#### PROVIDED RECORDS
PR #401, opened 2021-05-17
Don't write .kube files in the app  source repo

### LINKED ISSUE #394: go sample app doesn't work
I was trying to find a sample app that maybe stages faster than the one we have in `assets/sample-app` to make the acceptance tests run faster.

The first application I tried was this: https://github.com/paketo-buildpacks/samples/blob/main/go/no-imports/main.go

but it fails at the `run` step with this error:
########
_WHAT TO PRODUCE:_ Set down, word for word, the line that contains "### LINKED ISSUE" and all lines after it up to the end of the listing.

_THE ANSWER:_
### LINKED ISSUE #394: go sample app doesn't work
I was trying to find a sample app that maybe stages faster than the one we have in `assets/sample-app` to make the acceptance tests run faster.

The first application I tried was this: https://github.com/paketo-buildpacks/samples/blob/main/go/no-imports/main.go

but it fails at the `run` step with this error:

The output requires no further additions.